It’s Not Supposed To Be Like This
It’s not supposed to be like this.
It’s not supposed to be this easy. And when it’s hard, when it’s uncomfortable, we’re not supposed to be so rational. The give and take is not perfect. It’s never perfect. But it’s not utterly unfair and there’s this tendency towards seeking a compromise, towards looking out for the other’s comfort without ignoring our own needs.
It’s not supposed to be like that.
I’m not supposed to understand him this well.
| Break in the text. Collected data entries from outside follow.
PR #9053, opened 2025-03-17
feat: make limit order better

gomesalexandre:
## Description

This PR:

- decouples loading state and quote fetching (only blocking confirm button now)
- ensures we refetch market-data at interval
- improves loading state so that things are reactive immediately, so long as we have market-data

## Issue (if applicable)

closes https://github.com/shapeshift/web/issues/8999

## Risk

> High Risk PRs Require 2 approvals

Low

> What protocols, transaction types, wallets or contract interactions might be affected by this PR?

## Testing

- Ensure there are now no loading states on inputs, relevant derived amounts, and rate/gas row
- Sanity check the EIP-712 data (by e.g using Rabby or MM) and ensure that the `buyAmount` and `sellAmount` are matching what we display

### Engineering

- ^

### Operations

- [ ] :checkered_flag: My feature is behind a flag and doesn't require operations testing (yet)

- ^

## Screenshots (if applicable)

https://jam.dev/c/010a5c1b-de7f-4659-b2e9-1af603f173ee

PR #9074, opened 2025-03-18
fix: make limit orders great again

0xApotheosis:
## Description

Fixes issue where the limit ratio used for calculations is backwards: https://github.com/shapeshift/web/pull/9053#issuecomment-2731666028

Also ensures that `receiveAmountFormatted` is constant and does not change when `PriceDirection` changes.

## Issue (if applicable)

N/A, blocking current release.

## Risk

Low

Limit order quote UI.

## Testing

Get limit order quotes and observe that the values make sense again (including fiat and price direction toggles).

### Engineering

👆

### Operations

👆

See review comment above.

### DIFF
--- a/src/components/MultiHopTrade/components/LimitOrder/components/LimitOrderConfig.tsx
+++ b/src/components/MultiHopTrade/components/LimitOrder/components/LimitOrderConfig.tsx
@@ -270,23 +270,11 @@ export const LimitOrderConfig = ({
     }
 
     if (priceDirection === PriceDirection.BuyAssetDenomination) {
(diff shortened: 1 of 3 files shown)


0xApotheosis:
Pushing this through as a hot fix to unblock release - minimal diff and makes things strictly better.

Ops to re-test when it's built on `release`.

NeOMakinG:
> Pushing this through as a hot fix to unblock release - minimal diff and makes things strictly better.
> 
> Ops to re-test when it's built on `release`.

Thanks for the quick reactivity 🙏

I’m not supposed to figure out how to give him what he needs like this, or derive so much joy in doing so. I’m not supposed to be so happy changing who I am and what I want because seeing that smile changes who I am and what I want. I note its causes and its rare surprise appearances, and I want to reproduce its causes. And I myself change as I change what I aim for.
And he smiles.
And it’s not supposed to be like that.
I’m not supposed to wake up knowing he’s just walked into the room. He’s not supposed to know just where and how much to tease me. Or how much I like taking sexual orders when I’m sleepy. Or how much I’m addicted to feeling him come inside me. He’s not supposed to make me ask for it. I’m not supposed to like it. We’re not supposed to keep our clothes on. Or off. Or feel this peaceful and relaxed and turned on. He’s not supposed to… set me off just thinking about my thighs tight around his hips, my legs locked around his ass, knees high and pulling him in. The way he’d tease my clit with the head of his cock. How he breathed into my hair and slid his cock in slow and held my hand with our fingers entwined while he pumped his come into my pussy. Looking into his eyes, just catching our breath, our legs still shaking.
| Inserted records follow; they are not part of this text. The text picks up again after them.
PR #9087, opened 2025-03-19
fix: swapper sell input/routing shenanigans

gomesalexandre:
## Description

Fixes some issue spotted by @neomaking during release, where sell amount wouldn't be reset when going back and forth between trade and other routes.

## Issue (if applicable)

closes N/A

## Risk

Low

## Testing

- Ensure sell amount is still cleared when going from mini swapper to swapper and vice verse
- Ensure sell amount is now cleared when going from swapper to another page and back
- Ensure sell amount is now cleared when going from mini swapper to another page and back
- Ensure rehydration is still working
- Sanity check swapper e2e for any shenanigans as a paranoia

### Engineering

- ^

### Operations

- ^

https://jam.dev/c/099211a6-883e-4966-84bd-4e1ef486957f

### DIFF
--- a/src/components/MultiHopTrade/MultiHopTrade.tsx
+++ b/src/components/MultiHopTrade/MultiHopTrade.tsx
@@ -62,26 +62,57 @@ export const MultiHopTrade = memo(
       exact: true,
     })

I wasn’t supposed to say that.
We were supposed to just be experimenting. Don’t ask me what the hell happened. It’s not supposed to be like this. I mean, not only do we fuck like porno overachievers, we even make love.
Yep - I said it.
It’s not supposed to be like this.
He’s not supposed to be able to guess what I want or need before it occurs to me to mention it. He’s not supposed to be on the same page I am before I even told him what book we were reading. He’s not supposed to be so stubborn…
(…then again, neither am I.)
He’s not supposed to have earned my admiration and respect to such a degree that I would be willing to give up my life to ensure his survival, knowing it would be a sacrifice well worth making, within a few weeks of knowing him.
I’m not supposed to be like that.
I’m not supposed to be screaming things I don’t mean at the top of my lungs in an SUV while staring at signs of my future and realizing I might be on a steady path to somewhere…
…wherever the hell that is…
that I had no intention of even visiting.
It’s a sense of last-minute panic and impending doom. It’s smiling to yourself and feeling guilty like you sold yourself out but you liked the price. It’s frantically looking for excuses and exits, knowing all along that you’ve already made your decision.
It’s not supposed to be this easy.
This moment of clarity brought to you by Leos, vodka, and amateur strippers.
September 28th, 2006 at 3:34 pm
It sounds like you are in love Sabrina !!!! You said it so eloquently, all the fears and awed realization and secret joy and sudden comprehension mixed with wonder….
May he be worthy of you –
Sincerely,
Anne Elizabeth
September 28th, 2006 at 10:55 pm
It does sound like it.
Love isn’t something you *plan*.
September 29th, 2006 at 2:03 pm
I’ve been finding that out the hard way - as well as just how much it can disrupt and change the course of existing plans. (Not that I’m complaining…)
Thank you.
September 29th, 2006 at 3:34 pm
Go for it!!
September 30th, 2006 at 7:13 am
Ah, Sabrina. You are in love and I sigh this with a big happy sigh…I was reading along and my eyes opening wide because Aphrodite has been casting about apparently…maybe because of all the misery elsewhere in the world? I too am newly, deeply in love and it’s that same kind of “no way, too easy, too amazing” kind of thing. That wasn’t supposed to happen, neither of us looking nor expecting…
Anyhow. Rock on, girl.
September 30th, 2006 at 9:26 am
For this moment in time thats exactly the way its supposed to be and as time goes on it will be something else and thats the way it is supposed to be then. Nevermind the questioning just revel in the here and the now knowing that it is what it is. Enjoy.